▸ **Aim of the task**: Each record beneath this line is to be copied exactly.

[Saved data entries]
╭──
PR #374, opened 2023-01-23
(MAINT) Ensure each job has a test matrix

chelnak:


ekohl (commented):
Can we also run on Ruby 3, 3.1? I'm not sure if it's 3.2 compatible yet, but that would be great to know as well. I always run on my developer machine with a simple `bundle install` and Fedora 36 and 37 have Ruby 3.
╰──
▸ **Exercise result**:
PR #374, opened 2023-01-23
(MAINT) Ensure each job has a test matrix

chelnak:


ekohl (commented):
Can we also run on Ruby 3, 3.1? I'm not sure if it's 3.2 compatible yet, but that would be great to know as well. I always run on my developer machine with a simple `bundle install` and Fedora 36 and 37 have Ruby 3.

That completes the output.